92-jährige sorgt für Abschaltung

Die Shuidi-Kameras standen schon länger in der Kritik. Zur Abschaltung des Dienstes kommt es aber jetzt erst nach einem Proteststurm, aus­gelöst durch einen viralen Artikel über eine alte Frau, die sich vehement über die Kameras beschwerte."92-jährige Lady Zhou Hongyi: Hört auf uns anzuglotzen", titelte der Text, und wies darauf hin, dass die von Kameras gefilmten Personen oftmals keine Kenntnis über die Live­streams hätten. Qihoo 360 entschied in der Folge nach einigen internen Debatten für die komplette Abschaltung der Streaming-Platt­form.

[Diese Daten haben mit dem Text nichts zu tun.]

PR #5177, opened 2016-04-05
Add render options for vector tile layers

### LINKED ISSUE #4897: Slow Zoom In
Unfortunately, I don't have much time to look into this now, but I thought I'd bring this to your guys attention and check with you on it.

I set up a Nodejs server to serve mbtile files using mbtiles and tile-live modules. I set up your latest OL3 version to handle them using Vector tiles. For the most part I think everything was working fine. 

The biggest issue seemed to be that there was a large lag every time I zoomed in. I think Firefox may have been the worst, but If I remember correctly all browsers had this problem. What I thought was odd is that panning and zooming out was very fast. The issue was only when zooming in.

 I was only using 10m state data from Natural Earth converted to mbtile using Mapbox Studio Classic. Any thoughts or ideas?

ahocevar:
The goal of this pull request is to simplify code and improve performance and rendering quality:

* Change `ol.renderer.canvas.VectorTileLayer` so it inherits from `ol.renderer.canvas.TileLayer`. With this change, the new improved tile rendering with clipped lower resolution regions is used, and no gaps between vector tiles are visible any more - not even on rotated views.
* Instead of deciding whether to render vector tile replays to a tile image or directly to the output canvas based on the tile pixel size, we can now do both tile image and output canvas rendering at the same time, even with different subsets of the replay group. By default, polygon and line elements are rendered to a tile image, and images and texts to the output canvas.
* The new `renderMode` option on `ol.layer.VectorTile` allows users to control the rendering behaviour. The default is `'hybrid'`, which means polygons and lines are no longer replayed with every render frame, but rendered to a tile image. Images and texts are replayed, so they stay upright during rotation and maintain their scale during zoom animations.

Fixes #4897.

### DIFF
--- a/externs/olx.js
+++ b/externs/olx.js
@@ -3798,6 +3798,7 @@ olx.layer.VectorOptions.prototype.visible;
  *     maxResolution: (number|undefined),
  *     opacity: (number|undefined),
  *     renderBuffer: (number|undefined),
+ *     renderMode: (ol.layer.VectorTileRenderType|string|undefined),
  *     renderOrder: (function(ol.Feature, ol.Feature):number|undefined),
  *     source: (ol.source.VectorTile|undefined),
  *     style: (ol.style.Style|Array.<ol.style.Style>|ol.style.StyleFunction|undefined),
@@ -3821,6 +3822,22 @@ olx.layer.VectorTileOptions;
  */
 olx.layer.VectorTileOptions.prototype.renderBuffer;
 
+
+/**
+ * Render mode for vector tiles:
+ *  * `'image'`: Vector tiles are rendered as images. Great performance, but
+ *    point symbols and texts are always rotated with the view and pixels are
+ *    scaled during zoom animations.
+ *  * `'hybrid'`: Polygon and line elements are rendered as images, so pixels
+ *    are scaled during zoom animations. Point symbols and texts are accurately
+ *    rendered as vectors and can stay upright on rotated views.
+ *  * `'vector'`: Vector tiles are rendered as vectors. Most accurate rendering
+ *    even during animations, but slower performance than the other options.
+ *  The default is `'hybrid'`.
+ * @type {ol.layer.VectorTileRenderType|string|undefined}
+ * @api
+ */
+olx.layer.VectorTileOptions.prototype.renderMode;
 
 /**
  * Render order. Function to be used when sorting features before rendering. By
@@ -4361,7 +4378,6 @@ olx.source.TileImageOptions.prototype.wrapX;
  *            cacheSize: (number|undefined),
  *            format: (ol.format.Feature|undefined),
  *            logo: (string|olx.LogoOptions|undefined),
- *            opaque: (boolean|undefined),
  *            projection: ol.proj.ProjectionLike,
  *            state: (ol.source.State|undefined),
  *            tileClass: (function(new: ol.VectorTile, ol.TileCoord,
@@ -4410,14 +4426,6 @@ olx.source.VectorTileOptions.prototype.format;
  * @api
  */
 olx.source.VectorTileOptions.prototype.logo;
-
-
-/**
- * Whether the layer is opaque.
- * @type {boolean|undefined}
- * @api
- */
-olx.source.VectorTileOptions.prototype.opaque;
 
 
 /**
--- a/src/ol/renderer/canvas/canvastilelayerrenderer.js
+++ b/src/ol/renderer/canvas/canvastilelayerrenderer.js
@@ -317,11 +317,8 @@ ol.renderer.canvas.TileLayer.prototype.renderTileImages = function(context, fram
       pixelExtents.push(pixelExtent);
     }
     var tilePixelSize = source.getTilePixelSize(currentZ, pixelRatio, projection);
-    var image = tile.getImage();
-    if (image) {
-      renderContext.drawImage(image, tileGutter, tileGutter,
-          tilePixelSize[0], tilePixelSize[1], left, top, w, h);
-    }
+    renderContext.drawImage(tile.getImage(), tileGutter, tileGutter,
+        tilePixelSize[0], tilePixelSize[1], left, top, w, h);
     if (!opaque) {
       renderContext.restore();
     }
--- a/src/ol/renderer/canvas/canvastilelayerrenderer.js
+++ b/src/ol/renderer/canvas/canvastilelayerrenderer.js
@@ -9,9 +9,9 @@ goog.require('ol.TileState');
 goog.require('ol.array');
 goog.require('ol.dom');
 goog.require('ol.extent');
-goog.require('ol.layer.Tile');
 goog.require('ol.render.EventType');
 goog.require('ol.renderer.canvas.Layer');
+goog.require('ol.size');
 goog.require('ol.source.Tile');
 goog.require('ol.vec.Mat4');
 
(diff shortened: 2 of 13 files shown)


ahocevar:
I managed to make the compiler happy, so this is now ready for review.

probins:
> Change ol.renderer.canvas.VectorTileLayer so it inherits from ol.renderer.canvas.VectorTileLayer

... canvas.TileLayer

ahocevar:
Thanks @probins, description updated.

ahocevar:
Tests added.

bjornharrtell:
Checked this out and played around with the three different settings for `renderMode` and works as expected hugely improving the use of vector tiles in the default `hybrid` mode which also looks great. Awesome work @ahocevar!

ahocevar:
Any additional review would be much appreciated. Thanks.

ahocevar:
@tsauerwein, would you be able to review this? You have reviewed other vector tile related pull requests before, so it's probably easier for you than for others. Thanks!

tsauerwein:
@ahocevar I will have a look later today.

externs/olx.js
```diff
@@ -4361,7 +4378,6 @@ olx.source.TileImageOptions.prototype.wrapX;
  *            cacheSize: (number|undefined),
  *            format: (ol.format.Feature|undefined),
  *            logo: (string|olx.LogoOptions|undefined),
- *            opaque: (boolean|undefined),
```
tsauerwein: Do you think it would make sense to mention the removal of `opaque` in the upgrade notes?

src/ol/renderer/canvas/canvastilelayerrenderer.js
```diff
@@ -323,3 +211,140 @@ ol.renderer.canvas.TileLayer.prototype.forEachLayerAtPixel = function(
...
+          renderContext.lineTo(clipExtent[0], clipExtent[3]);
+          renderContext.closePath();
+          renderContext.clip();
+        }
+      }
+      pixelExtents.push(pixelExtent);
+    }
+    var tilePixelSize = source.getTilePixelSize(currentZ, pixelRatio, projection);
+    var image = tile.getImage();
+    if (image) {
```
tsauerwein: I saw you added this check. At this point, can there be tiles that do not have an image?

ahocevar: Thanks for spotting this. The check can indeed be removed.

src/ol/renderer/canvas/canvasvectortilelayerrenderer.js
```diff
@@ -508,3 +380,65 @@ ol.renderer.canvas.VectorTileLayer.prototype.renderFeature = function(feature, s
...
+ * @param {olx.FrameState} frameState Frame state.
+ * @param {ol.layer.LayerState} layerState Layer state.
+ * @param {Array.<string>} skippedFeatures Skipped features.
+ */
+ol.renderer.canvas.VectorTileLayer.prototype.renderTileImage = function(
+    tile, frameState, layerState, skippedFeatures) {
+  var layer = this.getLayer();
+  var replays = ol.renderer.canvas.IMAGE_REPLAYS[layer.getRenderMode()];
+  if (!replays) {
+    return;
```
tsauerwein: maybe add a comment like "only continue when renderMode is not 'vector'"?

externs/olx.js
ahocevar: Good question. The option will not hurt if someone has it in their code. And it did not work properly previously. Happy to add it if you think. Do you?

src/ol/map.js
```diff
@@ -1490,7 +1490,7 @@ ol.Map.createOptionsInternal = function(options) {
     var logo = options.logo;
     if (typeof logo === 'string') {
       logos[logo] = '';
-    } else if (goog.isObject(logo)) {
+    } else if (goog.isObject(logo) && !(logo instanceof HTMLElement)) {
```
tsauerwein: I think you committed this one accidentally.

src/ol/renderer/canvas/canvasvectortilelayerrenderer.js
```diff
@@ -508,3 +380,66 @@ ol.renderer.canvas.VectorTileLayer.prototype.renderFeature = function(feature, s
...
+    var currentZ = tile.getTileCoord()[0];
+    var resolution = tileGrid.getResolution(currentZ);
+    var tileSize = ol.size.toSize(tileGrid.getTileSize(currentZ));
+    var tileResolution = tileGrid.getResolution(currentZ);
+    var resolutionRatio = tileResolution / resolution;
+    var width = tileSize[0] * pixelRatio * resolutionRatio;
+    var height = tileSize[1] * pixelRatio * resolutionRatio;
+    tileContext.canvas.width = width / resolutionRatio + 0.5;
+    tileContext.canvas.height = height / resolutionRatio + 0.5;
+    tileContext.scale(1 / resolutionRatio, 1 / resolutionRatio)
```
tsauerwein: missing semicolon

src/ol/renderer/canvas/canvasvectortilelayerrenderer.js
```diff
@@ -508,3 +380,66 @@ ol.renderer.canvas.VectorTileLayer.prototype.renderFeature = function(feature, s
...
 };
+
+
+/**
+ * @param {ol.VectorTile} tile Tile.
+ * @param {olx.FrameState} frameState Frame state.
+ * @param {ol.layer.LayerState} layerState Layer state.
+ * @param {Array.<string>} skippedFeatures Skipped features.
+ */
+ol.renderer.canvas.VectorTileLayer.prototype.renderTileImage = function(
```
tsauerwein: This method could be private.

externs/olx.js
tsauerwein: True, it will not break applications. But I think it would be good if we document when options are removed from the API.

tsauerwein:
I am not sure if I understand everything, but the idea of having these three render-modes sounds very good to me, and your changes and refactorings look fine!

And I really don't see any gaps any more! :+1:

ahocevar:
Thanks @tsauerwein for the thorough review. I know it wasn't an easy one. Do you feel comfortable saying that this is good to merge, or would you like to have someone else take another look? Or do you want any questions about the whole concept answered, so it's easier for you to understand?

fredj:
The changes LGTM too, +1 for merging

tsauerwein:
@ahocevar I didn't try to understand every line of the rendering logic, because it was a bit hard to see which parts of the code are new, and which parts were only moved to a different method. But the concept is clear and I agree with it. So, +1 for merging.

ahocevar:
Thanks again for the hard review work!

tsauerwein:
Thanks to you for doing the actual work! :)

I-Maps:
I upgraded my maps to OpenLayers 17.1 and noticed that my Mapzen vector tile roads where broken on my cell phone map versions.  I tracked this problem down to this change that was made in the vector tile rendering in version 16.   On the cell phone maps, the roads are broken or replicated as scattered broken road segments.   I tried adding the renderMode options, but none helped.   The 'vector' option even broke the raster tile rendering on the cell phone map.   

The roads are not broken in the desktop browser versions, but I noticed that the maps rendered a lot slower with this new vector rendering.  Also, after using my function to zoom to point locations , when I zoom back out, the vector lines for my red interstates will make huge black rendered lines before the new red interstate lines are made for the new zoom level.  

Everything was working fine before, so I was wondering if the default rendering could be set back to the way it was before version 16.   Otherwise, what should I do to fix all of these new problems?

ahocevar:
This bug report is very vague. Can you maybe point to a JSFiddle that shows the issue with 3.17.1 and another that shows the expected behaviour with 3.16?

I-Maps:
I'll try to stick to one issue at a time.   After more investigation, I found the issue with the broken roads is isolated to my Windows cell phone.   I did not see it on other Android phones.   I saw that Microsoft finally made an upgrade to Windows 10 mobile for my phone.   I installed it this morning and the problem went away.   On the jpeg link below, you can see what I was seeing on the Windows 8.1 system.  The image shows a side by side comparison of my map with OL 15 and OL 16.  Windows 8 is going away, so I wouldn't worry about it.   http://geoserverweb.usipp.net/OL_v15-v16_Roads.jpg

Interessant an der Geschichte ist, dass die Abschaltung quasi freiwillig erfolgt, und nicht etwa durch die Behörden angeordnet wurde. Diese sieht das Thema Privatsphäre und Kameras ja bekanntlich deutlich unproblematischer und als probates Mittel an, um seine Bürger mög­lichst flächendeckend zu überwachen. In der Hauptstadt Peking werden bereits seit 2015 quasi 100 Prozent aller öffentlichen Bereiche überwacht und 2016 waren in China bereits 176 Millionen Überwachungskameras in Betrieb gewesen. Aktuell baut das Land eine Datenbank für ein System zur flächendeckenden Gesichtserkennung mit 626 Millionen Kameras auf, die jeden der 1,3 Milliarden Einwohner innerhalb von nur drei Sekunden identifizieren können.